Work to be completed:
Among the entries below, how many lines contain the string "purpose"? Reply with that number alone.

Data in this exercise:
PR #1975, opened 2023-04-06
[simpleini] Fix `define` to `defines`

Qudix:
Fix a mistake


Qudix:
Why does FreeBSD (static) take so long?

Issue #2013, opened 2023-04-21
添加 yaml_cpp_struct 包


fantasy-peak:
### Is your feature request related to a problem? Please describe.

不是。创建此 issue 以提交 PR

### Describe the solution you'd like

添加 yaml-cpp_struct 包的 xmake.lua

PR #2014, opened 2023-04-21
add yaml_cpp_struct

fantasy-peak:
https://github.com/xmake-io/xmake-repo/issues/2013

### DIFF
--- a/packages/v/visit_struct/xmake.lua
+++ b/packages/v/visit_struct/xmake.lua
@@ -1,0 +1,33 @@
+package("visit_struct")
+    set_kind("library", {headeronly = true})
+    set_homepage("https://github.com/cbeck88/visit_struct")
+    set_description("A miniature library for struct-field reflection in C++")
+    set_license("BSL-1.0")
+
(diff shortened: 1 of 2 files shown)


packages/v/visit_struct/xmake.lua
```diff
@@ -0,0 +1,32 @@
+package("visit_struct")
+    set_homepage("https://github.com/cbeck88/visit_struct")
```
waruqi, line 2: set_kind("library", {headeronly = true})

packages/y/yaml_cpp_struct/xmake.lua
```diff
@@ -0,0 +1,26 @@
+package("yaml_cpp_struct")
```
waruqi, line 1: and here

fantasy-peak: done

packages/v/visit_struct/xmake.lua
fantasy-peak: done

PR #2039, opened 2023-04-26
add nanodbc && odbc

fantasy-peak:


waruqi:
> undefined lt_dlsym

missing libtldl dep? you can try add it first.

PR #44, opened 2025-12-04
Switch to pytest

andrej:
## Added
- pytest test harness.
- AIE Context class which manages runtime and compile artifacts. Before, there could only be one instance per Python execution, which broke pytest which runs tests one-after-another in the same execution.

## Removed
- Old hand-built test harness.

## PR Merge Checklist


operators/dequant/test.py
```diff
@@ -84,13 +83,20 @@ def main():
...
+    Latency=r"Latency \(us\): (?P<value>[\d\.]+)",
+    Bandwidth=r"Effective Bandwidth: (?P<value>[\d\.e\+-]+) GB/s",
+)
+@pytest.mark.extensive
+@pytest.mark.parametrize(
+    "input_length,num_aie_columns,num_channels,tile_size,group_size",
+    extensive_params,
+    ids=extensive_names,
+)
+def test_dequant_extensive(
```
hunhoffe: I have not tried this myself, but rather than having two functions, can you use a combination of mark + parametrize to make this work with just one function definition?
```python
@pytest.mark.parametrize("input_value", [
    10,
    pytest.param(12, marks=pytest.mark.suiteB),
    pytest.param(13, marks=pytest.mark.suiteC),
])
```

hunhoffe (approved):
Overall, a good step forward (and very speedy!)

I do wonder if a little further simplification is possible. One is whether you can make the parameterization of the suites more streamlined (I wrote a comment about this). The other is whether the context is really needed... would a session-scoped fixture serve the same purpose?

e.g., something like,
```python
@pytest.fixture(scope="session")
def setup_once_per_suite():
    """
    This fixture will run only once for the entire pytest session.
    """
    print("\nSetting up resource once per suite...")
    resource = "Shared resource"
    yield resource
    print("Tearing down resource once per suite.")
```

I have mixed feelings about this. I think generally the context is somewhat of a good idea, so maybe we want to keep it even if pytest may offer a workaround. On the other hand, simplicity is good.

andrej:
Thanks for the review.

> The other is whether the context is really needed... would a session-scoped fixture serve the same purpose?

Having the "context" (before it was called that) be session-scoped is exactly what was the issue before (all AIEBaseOperators shared the same state of registered operators, no explicit context means all had the same context). If we test operator A, then operator B, within the same Python session, we need to "reset" the XRT runtime buffers etc. that we have set up, because B will use different buffers than A. So that's what having one fixture per test is trying to fix, rather than per session, and why I added the context.

Open to suggestions on how to simplify this further.

Will look into your other comment. 👍

hunhoffe:
Ah, so session scoped is bad, makes sense... what about function scoped, e.g., ```scope="function"``` in pytest fixtures?

andrej:
I think that's what I'm [already doing](https://github.com/andrej/IRON/blob/58b054423eb4ab4fa8d22e0f81662d236c9c5845/conftest.py#L17)?

hunhoffe:
I think your confusion is accurate, because I think I am missing something in my understanding. To check my knowledge: you are allocating a bunch of buffers, compiling all the operator kernels, and flushing the entire cached kernel device every time the context is refreshed which happens at function scope for every single pytest? 

I had thought all you'd need to do is flush the cache for the device handler, and then also maybe pre-allocate a small number of buffers and compile the operator as part of each test. Maybe this is not true?

hunhoffe:
To be clear, I only really care about these details to ensure the test infrastructure has the following properties:
* The tests don't take longer to run than they need to
* We have a property where if you break one operator, only the tests directly using/targetting that operator break (modularity).

andrej:
I think I'm also confused. What do you mean by "cached kernel device" and "kernel is refreshed"?

What the current implementation does: Collect a new set of artifacts for each operator and set up a new set of buffers for each operator. A set of artifacts and set of buffers for a set of operators you plan to call is a "context." For these tests, each context should only contain a single operator. Concrete example: 1. test foo, 2. then test bar. Results in: context 1: artifacts "foo.o, foo.xclbin, foo.mlir", buffers "foo_input", "foo_output". context 2: artifacts "bar.o, bar.xclbin, bar.mlir", buffers "bar_input", "bar_output"...

What the previous implementation did (single implicit context): Gather all artifacts and buffers across all operators into one context. Meaning you'd end up with artifact list "foo.o, foo.xclbin, foo.mlir, bar.o, bar.xclbin, bar.mlir" and buffers "foo_input, foo_output, bar_input, bar_output".

Potential issues with this: name collisions of artifacts (should be solved more robustly but isn't currently), allocating too many buffers at once (since we're allocating all buffers for all operators of the context ahead of time, even if we don't call all of those operators) resulting in an out of memory condition. 

Concrete issue that I actually faced: You can currently only call "prepare_runtime" once since it goes through and allocates all buffers. If you try to do it a second time, it'll try to reallocate the same buffers and I think that's where things failed for me. Since I want to run operator test A first, then operator test B, I need to set up a runtime for test A first, but then I can't test operator B since the runtime is already set up. The way around this would be to first set up both operators, then test both operators, (i.e. `setup A, setup B, test A, test B` rather than `setup A, test A, setup B, test B`) but to me, it seemed like an unnecessary/weird restriction that we can't just have multiple contexts.

kurtis-b-1 (approved):

hunhoffe:
I was talking about the kernel being loaded already into the cache managed by the device_manager.

But if you have a test that only tests one operator, why do you gather everything for all operators? If that is indeed what is happening, then you don't have modularity in the tests between operators?

Sorry for my confusion! It seems like what you are doing is probably reasonable, I just don't understand it.

andrej:
> * The tests don't take longer to run than they need to

This pytest implementation should be the same or slightly better runtime-wise as was we currently have in the repository. Since each test currently runs as a standalone Python script (called using `subprocess`), each test currently has its own completely isolated context. The change in this PR doesn't create suprocesses but instead runs everything in one Python file, so the singleton context got crowded with every test's artifacts and buffers, which is what the AIEContext addresses.

> * We have a property where if you break one operator, only the tests directly using/targetting that operator break (modularity).

The added AIEContext should help with this. We lost some of this isolation by not running separate Python scripts, so adding the AIEContext should restore some of that isolation.

kurtis-b-1:
> I had thought all you'd need to do is flush the cache for the device handler, and then also maybe pre-allocate a small number of buffers and compile the operator as part of each test. 
>
> What the current implementation does: Collect a new set of artifacts for each operator and set up a new set of buffers for each operator. A set of artifacts and set of buffers for a set of operators you plan to call is a "context." For these tests, each context should only contain a single operator. Concrete example: 1. test foo, 2. then test bar. Results in: context 1: artifacts "foo.o, foo.xclbin, foo.mlir", buffers "foo_input", "foo_output". context 2: artifacts "bar.o, bar.xclbin, bar.mlir", buffers "bar_input", "bar_output"...

Hi guys, I'm also trying to understand...I think these are the same idea?

andrej:
> But if you have a test that only tests one operator, why do you gather everything for all operators? If that is indeed what is happening, then you don't have modularity in the tests between operators?

That is exactly what the `AIEContext` is trying to solve.

What you describe is the current state of the repository. Look [here](https://github.com/amd/IRON/blob/130b6ea70fafd6fa09d3d22acdde311f0e509784/operators/common/aie_base.py#L22) -- the current implementation uses a global variable to keep track of all registered operators and compiles and sets up the runtime for all of them. 
The intent behind this is that multiple operators can share artifacts (e.g., shared kernel objects, cutting down compilation time) and  XRT buffers (cutting down memory usage).

However, this broke the isolation of tests. So rather than collecting all registered operators in one global state, you now get to specify where to collect them into (i.e., the AIEContext).

Again, to be clear, these tests add and test just a single top-level operator in each context. (Tests with combined operators like SwiGLU do create multiple sub-operators, but that is how they are meant to work.)

andrej:
> Sorry for my confusion! It seems like what you are doing is probably reasonable, I just don't understand it.

Don't apologize for scrutinizing the code and helping make it better!

andrej:
> Hi guys, I'm also trying to understand...I think these are the same idea?

Yeah I think you might be right. I think the code does what Erika says it should do, it's just probably unnecessarily confusing.

hunhoffe:
Yes! I think it get it now. I was misunderstanding how the operation registration works in this model. I thought the operators were automatically registered, but if they are registered per test per context on demand, this makes sense I believe!

andrej:
Open to any suggestions to make this clearer. A lot of this is just a chain of hacks stringed together.

And to confirm your understanding yes, test registration happens in the constructor of the operator. (Think of each parametrization of an operator as a separate operator, so we can only register once it's constructed with concrete parameters.) Since that constructor is called in the test itself, and each test gets its own context via the fixture (`aie_context` argument) that it passes to the constructor, each test is registered in its own context.

hunhoffe:
I think this is plenty good for now, it was just unclear to me why the context needed to be so complex. I think I understand now that it encompasses a lot of what would otherwise be boilerplate. Fine-tuning can happen later as needed, IMO.

andrej:
A lot of the context runtime set up logic has just moved. That complexity was previously in AIEBaseOperator. The reason the buffer allocation is complex is because it (a)  tries to find a small set of buffers to allocate and share between operators, while (b) also allowing the "static data" optimization (i.e., buffers that cannot be shared between operators because their data is weights that should not be changed). I picture a lot of this will go away once the IRON Tensor makes its way here (I think the "sharing buffers" optimization might get dropped).

Bigger picture comment: My vision is  that operators are as declarative (as opposed to imperative) as possible. The idea in this version of the operator is that `get_artifacts` and `set_up_runtime` only "set some variables" to _describe_ the artifacts and the runtime buffers needed (not actually set them up, maybe I gave the functions bad names and `artifact_desc()` and `runtime_desc()` would be better-suited).

My hope is that in that way, it should be easier to swap out backends: e.g., from the buffer description (buffer names + sizes + runlist), you could both generate a C++ host code to run it or use PyXRT or HSA. All consume the same runtime description (a static list of buffer names, sizes, runlist sequence). Same for the artifacts: You can use our current Python-based compilation process, or use the declaration of artifacts to instead "export" a Makefile or even CMakeLists.txt (not yet implemented, but could be done).

The declarative nature of each operator makes the operator description slimmer. It means that the "backend implementation" of how that declaration gets turned into imperative instructions (e.g. "allocate this buffer using XRT, call this kernel, ...") gets pushed elsewhere, in this case the context. Otherwise, we'd have this logic embedded in each operator (and, in turn, it might be harder to swap out backends).

hunhoffe:
That makes a lot of sense to me! Thank you for elaborating on your vision of how the context fits into the larger picture -- it did help clarify some things for me!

Exercise solution:
2